**Exercise prompt:** Below is a listing. Write out exactly its lines between the one holding "to 0.1 second." and the one holding "- [x] **Infusion", inclusive.
[[ Given data open ]]
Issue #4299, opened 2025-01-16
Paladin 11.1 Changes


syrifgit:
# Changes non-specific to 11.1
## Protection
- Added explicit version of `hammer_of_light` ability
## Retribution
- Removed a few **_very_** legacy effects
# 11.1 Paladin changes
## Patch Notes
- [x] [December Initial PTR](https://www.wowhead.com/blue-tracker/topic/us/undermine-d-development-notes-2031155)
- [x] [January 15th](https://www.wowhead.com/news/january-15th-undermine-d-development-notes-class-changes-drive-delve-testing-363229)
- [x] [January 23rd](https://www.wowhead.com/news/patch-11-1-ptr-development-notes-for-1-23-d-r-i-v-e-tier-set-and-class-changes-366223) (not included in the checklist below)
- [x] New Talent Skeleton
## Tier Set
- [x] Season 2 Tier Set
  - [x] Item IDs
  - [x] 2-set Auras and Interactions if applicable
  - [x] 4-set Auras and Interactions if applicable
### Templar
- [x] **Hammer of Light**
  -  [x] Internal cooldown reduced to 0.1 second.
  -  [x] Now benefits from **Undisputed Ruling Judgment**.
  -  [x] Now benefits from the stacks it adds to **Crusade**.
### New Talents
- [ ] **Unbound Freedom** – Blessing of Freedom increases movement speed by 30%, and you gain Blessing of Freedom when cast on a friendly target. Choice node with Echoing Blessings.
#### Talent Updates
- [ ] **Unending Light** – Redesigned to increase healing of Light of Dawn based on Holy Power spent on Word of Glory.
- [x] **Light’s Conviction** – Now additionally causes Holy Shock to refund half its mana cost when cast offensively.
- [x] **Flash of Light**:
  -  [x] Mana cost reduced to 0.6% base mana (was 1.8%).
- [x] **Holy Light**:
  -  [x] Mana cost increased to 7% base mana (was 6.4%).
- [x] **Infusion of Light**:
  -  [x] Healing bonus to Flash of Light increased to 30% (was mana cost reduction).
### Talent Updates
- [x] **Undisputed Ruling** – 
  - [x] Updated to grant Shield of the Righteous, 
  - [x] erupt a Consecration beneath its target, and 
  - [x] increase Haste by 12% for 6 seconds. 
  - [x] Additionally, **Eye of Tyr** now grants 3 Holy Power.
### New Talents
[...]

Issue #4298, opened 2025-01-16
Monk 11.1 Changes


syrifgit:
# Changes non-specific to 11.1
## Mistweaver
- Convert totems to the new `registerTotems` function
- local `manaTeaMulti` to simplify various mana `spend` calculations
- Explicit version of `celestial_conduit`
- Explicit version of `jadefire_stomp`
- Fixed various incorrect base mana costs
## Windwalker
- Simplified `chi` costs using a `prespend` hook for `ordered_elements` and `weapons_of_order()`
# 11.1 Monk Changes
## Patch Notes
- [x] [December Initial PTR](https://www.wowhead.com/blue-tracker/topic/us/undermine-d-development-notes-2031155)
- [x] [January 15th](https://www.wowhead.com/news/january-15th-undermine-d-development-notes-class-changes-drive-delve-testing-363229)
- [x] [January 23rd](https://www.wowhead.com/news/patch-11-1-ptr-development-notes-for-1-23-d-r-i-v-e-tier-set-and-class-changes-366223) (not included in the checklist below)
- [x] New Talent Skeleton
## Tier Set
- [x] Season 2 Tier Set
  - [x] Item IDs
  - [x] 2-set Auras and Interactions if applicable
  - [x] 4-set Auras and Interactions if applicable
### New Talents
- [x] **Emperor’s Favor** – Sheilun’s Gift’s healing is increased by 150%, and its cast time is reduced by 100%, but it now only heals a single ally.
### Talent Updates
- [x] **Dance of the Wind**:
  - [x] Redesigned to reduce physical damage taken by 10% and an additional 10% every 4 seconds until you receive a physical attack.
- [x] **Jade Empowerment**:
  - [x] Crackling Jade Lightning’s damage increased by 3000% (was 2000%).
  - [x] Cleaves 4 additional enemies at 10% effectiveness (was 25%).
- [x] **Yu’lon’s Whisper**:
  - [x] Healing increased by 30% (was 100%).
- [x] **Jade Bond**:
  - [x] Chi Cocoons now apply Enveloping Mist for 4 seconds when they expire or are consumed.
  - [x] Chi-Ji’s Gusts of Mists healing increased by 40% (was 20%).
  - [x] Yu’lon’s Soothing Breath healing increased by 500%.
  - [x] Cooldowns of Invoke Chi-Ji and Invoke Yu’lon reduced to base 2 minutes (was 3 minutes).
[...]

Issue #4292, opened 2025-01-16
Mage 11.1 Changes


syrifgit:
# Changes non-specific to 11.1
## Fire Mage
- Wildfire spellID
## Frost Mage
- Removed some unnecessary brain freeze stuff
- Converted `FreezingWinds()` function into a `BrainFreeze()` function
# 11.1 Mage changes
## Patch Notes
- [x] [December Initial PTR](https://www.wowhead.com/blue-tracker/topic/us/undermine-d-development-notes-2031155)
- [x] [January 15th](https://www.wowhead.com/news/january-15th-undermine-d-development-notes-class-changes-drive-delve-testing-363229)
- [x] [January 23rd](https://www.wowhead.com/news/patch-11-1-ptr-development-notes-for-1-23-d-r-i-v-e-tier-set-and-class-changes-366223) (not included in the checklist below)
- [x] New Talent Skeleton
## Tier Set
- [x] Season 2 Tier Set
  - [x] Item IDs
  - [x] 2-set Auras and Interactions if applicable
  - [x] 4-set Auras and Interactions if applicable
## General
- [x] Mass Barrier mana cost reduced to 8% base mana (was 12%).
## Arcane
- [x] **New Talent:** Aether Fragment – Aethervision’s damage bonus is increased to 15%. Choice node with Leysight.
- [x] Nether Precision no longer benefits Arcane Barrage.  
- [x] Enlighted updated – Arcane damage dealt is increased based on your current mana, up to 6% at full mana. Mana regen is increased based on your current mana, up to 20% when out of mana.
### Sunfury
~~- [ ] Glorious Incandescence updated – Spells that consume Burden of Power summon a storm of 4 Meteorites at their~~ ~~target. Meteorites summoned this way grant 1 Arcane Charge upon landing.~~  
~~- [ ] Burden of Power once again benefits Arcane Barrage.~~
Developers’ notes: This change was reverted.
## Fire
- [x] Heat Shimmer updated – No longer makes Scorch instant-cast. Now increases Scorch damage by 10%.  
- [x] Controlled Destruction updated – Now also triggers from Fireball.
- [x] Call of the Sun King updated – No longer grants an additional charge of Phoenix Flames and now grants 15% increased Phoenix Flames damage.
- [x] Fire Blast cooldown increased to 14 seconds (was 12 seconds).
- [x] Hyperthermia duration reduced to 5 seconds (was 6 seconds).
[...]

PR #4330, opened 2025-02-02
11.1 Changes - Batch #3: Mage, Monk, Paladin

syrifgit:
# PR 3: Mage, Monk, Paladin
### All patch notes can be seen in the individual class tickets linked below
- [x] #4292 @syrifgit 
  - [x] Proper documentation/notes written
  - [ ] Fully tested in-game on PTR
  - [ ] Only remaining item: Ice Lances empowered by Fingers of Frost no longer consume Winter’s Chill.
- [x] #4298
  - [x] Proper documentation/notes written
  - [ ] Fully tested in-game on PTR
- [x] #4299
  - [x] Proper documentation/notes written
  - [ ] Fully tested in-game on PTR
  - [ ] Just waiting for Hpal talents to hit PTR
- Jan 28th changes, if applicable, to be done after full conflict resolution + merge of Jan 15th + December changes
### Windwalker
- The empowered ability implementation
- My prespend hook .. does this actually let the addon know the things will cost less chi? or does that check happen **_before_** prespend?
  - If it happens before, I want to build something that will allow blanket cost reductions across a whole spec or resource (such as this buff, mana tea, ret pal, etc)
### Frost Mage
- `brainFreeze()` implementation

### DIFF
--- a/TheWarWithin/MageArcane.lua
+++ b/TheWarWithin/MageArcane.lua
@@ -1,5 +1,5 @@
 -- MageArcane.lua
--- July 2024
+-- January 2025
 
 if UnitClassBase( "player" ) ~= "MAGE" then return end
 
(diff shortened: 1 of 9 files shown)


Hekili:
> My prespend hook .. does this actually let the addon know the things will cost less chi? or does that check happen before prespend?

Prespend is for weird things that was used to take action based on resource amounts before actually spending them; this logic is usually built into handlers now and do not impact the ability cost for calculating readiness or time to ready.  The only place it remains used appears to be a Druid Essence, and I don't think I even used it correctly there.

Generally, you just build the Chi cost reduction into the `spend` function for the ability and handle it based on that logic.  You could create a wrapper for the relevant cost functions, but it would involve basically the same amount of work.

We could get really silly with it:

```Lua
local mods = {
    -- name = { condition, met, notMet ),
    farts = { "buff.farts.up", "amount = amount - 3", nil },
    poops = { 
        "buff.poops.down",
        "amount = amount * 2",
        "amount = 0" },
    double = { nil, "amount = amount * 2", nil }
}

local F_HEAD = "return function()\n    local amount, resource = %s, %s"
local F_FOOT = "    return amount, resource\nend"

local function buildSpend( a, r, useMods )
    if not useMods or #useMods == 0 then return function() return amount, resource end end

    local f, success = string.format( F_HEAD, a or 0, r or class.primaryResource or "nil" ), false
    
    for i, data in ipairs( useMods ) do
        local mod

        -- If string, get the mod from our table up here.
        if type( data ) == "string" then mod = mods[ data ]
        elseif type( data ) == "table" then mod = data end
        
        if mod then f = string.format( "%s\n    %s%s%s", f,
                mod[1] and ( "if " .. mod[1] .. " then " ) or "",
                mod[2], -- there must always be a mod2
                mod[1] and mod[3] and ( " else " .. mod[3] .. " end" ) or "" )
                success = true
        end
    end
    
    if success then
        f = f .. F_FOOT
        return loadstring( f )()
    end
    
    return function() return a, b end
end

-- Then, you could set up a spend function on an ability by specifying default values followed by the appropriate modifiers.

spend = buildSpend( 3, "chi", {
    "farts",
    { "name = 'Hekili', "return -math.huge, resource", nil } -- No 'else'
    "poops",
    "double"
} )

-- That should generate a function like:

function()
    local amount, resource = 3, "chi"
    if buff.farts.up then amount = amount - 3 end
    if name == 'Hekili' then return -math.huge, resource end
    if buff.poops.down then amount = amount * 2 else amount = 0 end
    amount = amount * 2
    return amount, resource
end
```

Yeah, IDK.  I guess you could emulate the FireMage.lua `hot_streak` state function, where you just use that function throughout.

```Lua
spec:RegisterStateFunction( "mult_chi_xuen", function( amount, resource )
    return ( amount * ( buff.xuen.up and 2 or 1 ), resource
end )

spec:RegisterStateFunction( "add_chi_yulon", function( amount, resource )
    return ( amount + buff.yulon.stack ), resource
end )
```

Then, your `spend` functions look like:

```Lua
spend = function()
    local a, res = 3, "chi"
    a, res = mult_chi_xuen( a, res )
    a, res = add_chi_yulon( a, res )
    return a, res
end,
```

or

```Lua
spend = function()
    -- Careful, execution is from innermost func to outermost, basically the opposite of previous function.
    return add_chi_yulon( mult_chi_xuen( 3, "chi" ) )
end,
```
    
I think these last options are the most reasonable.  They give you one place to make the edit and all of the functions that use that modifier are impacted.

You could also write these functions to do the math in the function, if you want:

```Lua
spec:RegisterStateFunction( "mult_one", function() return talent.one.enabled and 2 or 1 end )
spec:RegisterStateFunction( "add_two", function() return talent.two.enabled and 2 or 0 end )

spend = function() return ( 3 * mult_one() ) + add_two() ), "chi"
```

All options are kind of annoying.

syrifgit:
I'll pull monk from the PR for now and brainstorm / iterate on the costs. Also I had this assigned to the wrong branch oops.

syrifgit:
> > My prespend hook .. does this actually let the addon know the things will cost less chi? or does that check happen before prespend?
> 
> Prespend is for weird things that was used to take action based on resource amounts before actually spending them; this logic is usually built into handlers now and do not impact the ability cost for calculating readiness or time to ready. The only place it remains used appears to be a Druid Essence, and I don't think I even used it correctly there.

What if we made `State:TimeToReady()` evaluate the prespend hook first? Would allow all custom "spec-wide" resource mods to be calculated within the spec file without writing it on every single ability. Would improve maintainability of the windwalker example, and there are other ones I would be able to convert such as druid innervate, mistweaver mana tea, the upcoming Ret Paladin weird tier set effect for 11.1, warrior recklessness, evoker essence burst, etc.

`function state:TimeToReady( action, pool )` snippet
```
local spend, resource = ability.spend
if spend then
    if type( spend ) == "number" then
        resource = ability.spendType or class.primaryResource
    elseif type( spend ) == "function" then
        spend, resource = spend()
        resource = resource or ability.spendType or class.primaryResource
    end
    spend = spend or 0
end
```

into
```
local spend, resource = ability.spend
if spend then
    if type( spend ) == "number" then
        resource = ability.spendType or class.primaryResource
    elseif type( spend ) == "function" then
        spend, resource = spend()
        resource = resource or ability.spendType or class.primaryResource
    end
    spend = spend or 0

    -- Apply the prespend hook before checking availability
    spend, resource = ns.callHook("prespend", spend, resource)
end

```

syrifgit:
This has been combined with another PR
[[ Given data closed ]]
**Task solution:**
  -  [x] Internal cooldown reduced to 0.1 second.
  -  [x] Now benefits from **Undisputed Ruling Judgment**.
  -  [x] Now benefits from the stacks it adds to **Crusade**.
### New Talents
- [ ] **Unbound Freedom** – Blessing of Freedom increases movement speed by 30%, and you gain Blessing of Freedom when cast on a friendly target. Choice node with Echoing Blessings.
#### Talent Updates
- [ ] **Unending Light** – Redesigned to increase healing of Light of Dawn based on Holy Power spent on Word of Glory.
- [x] **Light’s Conviction** – Now additionally causes Holy Shock to refund half its mana cost when cast offensively.
- [x] **Flash of Light**:
  -  [x] Mana cost reduced to 0.6% base mana (was 1.8%).
- [x] **Holy Light**:
  -  [x] Mana cost increased to 7% base mana (was 6.4%).
- [x] **Infusion of Light**:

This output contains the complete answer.